From the New York Times:
The front seat is a sea of belongings, including the daily newspapers and a clipboard where he constantly jots down personal notes and the day’s to-do list. He leans his right elbow on several grapefruit-size balls he has made from rubber bands people have given him during his daily circuit of social pit stops in Manhattan. He keeps hard candy in his pockets and a box of dog biscuits in the trunk, for dispensing.
Mr. Locascio sits on a stack of four mats and cushions, and on Monday he wore faded brown slacks and a ripped flannel shirt, as if dressed for a 1970s New York movie.

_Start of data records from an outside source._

PR #260, opened 2019-05-16
qubesdb: add qubes-mac path entry

fepitre:


qubes/vm/mix/net.py
```diff
@@ -128,6 +128,11 @@ def firewall_conf(self):
     # used in networked appvms or proxyvms (netvm is not None)
     #
 
+    @qubes.stateless_property
+    def visible_mac(self):
+        '''MAC address of this domain as seen by the domain.'''
+        return self.features.check_with_template('net.fake-mac', None) or \
```
marmarek: This doesn't really make sense, as actual eth0 will have mac set based on `self.mac` anyway (see `templates/libvirt/devices/net.xml`). Also, feature for fake-ip (internally doing IP translation) exists because you can't have duplicated IPs when connecting multiple VMs to the same network-providing VM.
On the other hand, it isn't an issue to have duplicated MAC addresses, as long as they are on separate network interfaces. Which means, if one want to set the same MAC for multiple VMs (like all DispVMs), one can do that with `mac` property directly.

fepitre: Ok in this case it's more clear. I was thinking that would allow to override the provided value but it's not the case.

qubes/vm/mix/net.py
```diff
@@ -128,6 +128,10 @@ def firewall_conf(self):
     # used in networked appvms or proxyvms (netvm is not None)
     #
 
+    @qubes.stateless_property
+    def visible_mac(self):
+        '''MAC address of this domain as seen by the domain.'''
+        return self.mac
```
marmarek: `visible_mac` property isn't needed at all, you can use `self.mac` directly in `create_qdb_entries()` below.

fepitre: Ok it was an anticipate code if we would need to do some tweaks here in the future.

marmarek: Better drop it for now. If we'll need to, it's easy enough to add it. But if we add it now, we'll need to keep it in this form. Which means if it turns out we'll something slightly different here, we'll need to introduce yet another property then.

fepitre: Done :)

PR #261, opened 2019-05-26
tiny fix in documentation

maltesl:


marmarek:
BTW for external tools (outside of `qubesd` process), you should use `qubesadmin` module (which will connect to `qubesd`). API is very similar.

PR #262, opened 2019-05-29
Add 'dns' property to Admin API

marmarek:
Make 'dns' property accessible in Admin API. Since it contains two entries, some serialization is needed. Add 'list' property type, with entries separated with '\n', including the last one. Similar to other Admin API methods listing things.

QubesOS/qubes-issues#5050


marmarek:
The 'list' property type introduce only problems. I'm going to convert it to a single 'str' property with two entries separated with a space. For read-only property, it should be good enough.

PR #887, opened 2026-09-10
Make sure color value is stripped when creating label

### LINKED ISSUE #11116: API allowed me to create a label with an Enter in the color

### Qubes OS release

r4.3

### Brief summary

I used external script (https://github.com/alimirjamali/personal-qubesos/blob/main/qubes-label-tt/qubes-label-tt ) to add some more labels. Something dreadful happened, and now my qubes.xml has demons.

### Expected behavior

Create Label API call should gently tap me on the head with rolled-up newspaper and not allow me to create abominations.

### Actual behavior

```
<qubes>
<labels>
...
<label id=label-9 color="0xf472b6&#10;">ux-pink</label>
```

### Additional information

I know this is my fault, but still, I don't think I should be allowed to shoot myself like this. It also makes label coloring go crazy.... but not window frame coloring.

marmarta:
Currently validating function checks stripped value for correctness but then just discards it. Let's use a stripped value to avoid stray characters.
Also removed reference to a ticket that is no longer relevant in the context.

content notice: debugging was assisted by qwen 3.8 large language model; no code in this PR was generated by an llm

fixes QubesOS/qubes-issues#11116


qubes/utils.py
```diff
@@ -538,7 +527,7 @@ def validate_label_name(untrusted_label, creation: bool = False) -> None:
         )
 
 
-def validate_label_value(untrusted_label_value) -> None:
+def validate_label_value(untrusted_label_value) -> str:
```
ben-grande, line 530: Maybe there shouldn't be a `.strip()` below, other checks below would detect that `\n` is not hexdigit, and the length would not match also.

ben-grande (commented):
I see now, on the issue, I did the debugging steps on R4.3 instead of R4.4, cause I thought you were at that version.

I don't think the validation should be responsible for providing the value in most cases, but on this specific function, it is sanitization (decode to ASCII) plus validation, so I think it is fine.

qubes/utils.py
ben-grande: And please provide a test for a color value ending with a newline char.

PR #889, opened 2026-09-11
tests: fix setting xterm title

marmarek:
Disable dynamic titles, so Whonix doesn't override the title back to
user@host.


marmarek:
openQArun TEST=system_tests_basic_vm_qrexec_gui MACHINE=64bit

PR #890, opened 2026-09-11
WIP: Add more colors

marmarta:
Also move existing colors around for better distinctiveness.

Colors:
overview-full


qubes/app.py
```diff
@@ -1711,14 +1411,20 @@ def _release_lock(self):
...
             5: qubes.Label(5, "0x555555", "gray"),
-            6: qubes.Label(6, "0x3465a4", "blue"),
-            7: qubes.Label(7, "0x75507b", "purple"),
+            6: qubes.Label(6, "0x60a5fa", "blue"),
+            7: qubes.Label(7, "0x7e22ce", "purple"),
             8: qubes.Label(8, "0x000000", "black"),
+            9: qubes.Label(9, "0xf472b6", "pink"),
+            10: qubes.Label(10, "0x4338ca", "indigo"),
+            11: qubes.Label(11, "0x2dd4bf", "cyan"),
+            12: qubes.Label(12, "0xbef264", "lime"),
```
ben-grande, line 1425: Can similar colors be together, such as lime and green? I think this would allow client applications to list them close to each other, such as label selection on qube creation. The downside is lacking backwards compatibility, would have to migrate label indexes from the store, based on some criteria to decide when that migration should happen.

marmarta: This would move existing labels, which might annoy some people. It would also influence how labels are sorted in the manager and in dropdowns.

marmarta:
This needs code to migrate existing labels and (worse) migrate user's custom labels to numbers below these. 
Thankfully looks like qubesd uses names not numbers to refer to labels, so we are not completely SOL.

PR #892, opened 2026-09-16
Improve storage_perf.py

crass:
This refactors `storage_perf.py` and add the `--device` option for testing a given block device, either in dom0 or in the VM. There is an optional `--mount` option to mount and do the test on the mount of the block device.

This is backwards compatible with the previous usage, so existing usages should see no change. The one except is in the creation of the name prefix where the '_' separator was replaced with ':' to improve parseability. I doubt anything has been parsing that though.


marmarek:
> I doubt anything has been parsing that though.

There is a bot posting results on github:
https://github.com/QubesOS/openqa-tests-qubesos/blob/main/utils/github_reporting.py#L177
https://github.com/QubesOS/openqa-tests-qubesos/blob/main/utils/lib/openqa_api.py#L334

But looks like it should be okay with that separator change.

tests/storage_perf.py
```diff
@@ -20,11 +20,12 @@
 import argparse
 import dataclasses
 import os
+import sys
 import subprocess
 import tempfile
 
 import qubesadmin
-
+from qubesadmin.tools import qvm_device
```
marmarek, line 28: Please don't, there is absolutely no guarantee _internal_ API of tools won't change.
You can either call it via subprocess, or call underlying `self.vm.devices["block"].attach()` (or whatever you need).

marmarek (changes requested):

PR #446, opened 2017-01-01
Fix /var/mail right at container initialization rather than startup + configure vhosts

kbeaugrand:


tomav:
Don't forget comments on the initial PR. 
Let me know when I can review this new one.

kbeaugrand:
I've commented the initial PR. You can review the second one.
________________________________
De : Thomas VIAL <notifications@github.com>
Envoyé : dimanche 1 janvier 2017 15:13:27
À : tomav/docker-mailserver
Cc : Kevin BEAUGRAND; Author
Objet : Re: [tomav/docker-mailserver] Fix /var/mail right at container initialization rather than startup + configure vhosts (#446)


Don't forget comments on the initial PR.
Let me know when I can review this new one.

-

tomav:
Lets discuss in this PR only, otherwise it won't be easy.

tomav:
What I understand is that you want to add domains but no real email address with these domains.
What is the use case? Only send emails?

target/start-mailserver.sh
```diff
@@ -95,7 +97,7 @@ function register_functions() {
 
 	################### >> fix funcs
 
-	_register_fix_function "_fix_var_mail_permissions"
+#	_register_fix_function "_fix_var_mail_permissions"
```
tomav: * all dovecot configuration is based on `docker:docker`(`5000:5000`). This should be kept.
* if this function becomes useless, it should be remove and not only commented out.

kbeaugrand:
I Want to host multiple domains emails. 
But as I'm in a Doker environnement, my slapd server is hosted on another container.

Working with mydestination will asked to postfix to work with local account and will try t map the email account to a local one (will not work because it's a lapd account). 

So I've to work with virtual domains.

target/start-mailserver.sh
```diff
@@ -16,6 +16,7 @@ DEFAULT_VARS["ENABLE_FETCHMAIL"]="${ENABLE_FETCHMAIL:="0"}"
 DEFAULT_VARS["ENABLE_LDAP"]="${ENABLE_LDAP:="0"}"
 DEFAULT_VARS["ENABLE_SASLAUTHD"]="${ENABLE_SASLAUTHD:="0"}"
 DEFAULT_VARS["SMTP_ONLY"]="${SMTP_ONLY:="0"}"
+DEFAULT_VARS["POSTFIX_MAILBOXDOMAINS"]="${POSTFIX_MAILBOXDOMAINS:="localhost"}"
```
tomav: These domains are additional to those created using accounts and aliases.
The variable may be renamed but I'd like to understand the purpose of the PR.

tomav:
Ok I understand. But I have a question: this is more a workaround than an improvement of the current LDAP implementation? I don't use LDAP so I won't be very helpful but a lot of users here are managing the accounts using LDAP.
Perhaps there's work to do/plan to make things easier and more reliable.

kbeaugrand:
I don't think that is a workaround. 

In fact. on my previous server (that I'm migrating). I also had postfix with ldap. But these were on the same server. I had to change the nsswitch, and so on inorder the make my users known by Linux OS. 
But with docker container I'm not able to do that. That's why I found only this way to make my issue working

I think that other users that use your image have the same problem. Perhaps they have found another way ?? but I didn't know another one.

tomav:
I don't have the answer not being a LDAP user. I think the best thing to do is to open an issue with your detailing your problem and a link to your PR. Perhaps current users may have suggestions.
I'll notify them when the issue will be open.

kbeaugrand:
OK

He dropped a British businesswoman at Bryant Park and slipped the tip she handed him into a wad of bills in his shirt pocket.
Mr. Locascio said that after high school, he worked in construction for his father, a Sicilian immigrant, and then did a stint as a buildings inspector in the city. He lost the job and began driving a yellow cab in the early 1960s.

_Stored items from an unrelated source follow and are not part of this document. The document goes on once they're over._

PR #448, opened 2017-01-02
Fix #443 - RIMAP support

### LINKED ISSUE #443: SASLAUTH rimap: does it work?
I want to use imap auth for smtp submission and configured 
```
-e ENABLE_SASLAUTHD=1 \
-e SASLAUTHD_MECHANISMS=rimap \
```
In start-mailserver.sh, function _setup_saslauthd(), that SASLAUTHD_MECHANISMS setting is overwritten in case SASLAUTHD_LDAP_SEARCH_BASE is empty or not set.

I worked around that and set SASLAUTHD_LDAP_SEARCH_BASE to a dummy value. Then MECHANISMS in /etc/default/saslauthd  is set to "rimap".

But authentication still fails when sending emails.

I used strace on saslauthd and saw no activity. This seems a little strange to me.

I found out that before 782152f authentication with imap worked.

SASL is a mystery to me, can anybody help?

weo:
#443

- Added unit tests to rimap sasl mechanism
- Enabled sasl auth in postfix when rimap mechanism is selected
- Additionally, it seems necessary to start saslauthd with option "-r" ("Combine the realm with the login") in that case

### DIFF
--- a/test/auth/sasl-imap-smtp-auth.txt
+++ b/test/auth/sasl-imap-smtp-auth.txt
@@ -1,0 +1,5 @@
+EHLO mail
+AUTH LOGIN
+dXNlcjFAbG9jYWxob3N0LmxvY2FsZG9tYWlu
+bXlwYXNzd29yZA==
+QUIT
--- a/test/auth/sasl-imap-smtp-auth.txt
+++ b/test/auth/sasl-imap-smtp-auth.txt
@@ -1,5 +1,0 @@
-EHLO mail
-AUTH LOGIN
-dXNlcjFAbG9jYWxob3N0LmxvY2FsZG9tYWlu
-bXlwYXNzd29yZA==
-QUIT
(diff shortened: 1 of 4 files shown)


test/auth/sasl-imap-smtp-auth.txt
```diff
@@ -0,0 +1,5 @@
+EHLO mail
```
tomav: Perhaps you should reuse the smpt auth (renaming the file to something more obvious, specifying the user perhaps). Because if we change a password, it should be done in both file (the probably look the same)

weo: Yes, reusing smtp-auth-login.txt makes sense.

Regarding checks of ENABLE_SASLAUTHD: perhaps we can drop that variable at all and just look at SASLAUTHD_MECHANISMS?

tomav: That's a option. perhaps LDAP users may have an idea on that specific point.
But I'm currently refactoring tests and I can say that's not obvious when we look at the different combinations with these variables.

tomav:
Thanks @weo!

“I could see I was stuck in the racket,” he said, so in 1968 he bought a medallion for $25,500.
Mr. Locascio said a broker recently told him that medallions now sell for around $1 million and implored him to sell.
“I told him, ‘Listen, I’ll retire when you retire,’ ” Mr. Locascio said.
“So I’m not lying when I say I wouldn’t trade the job for a million bucks.”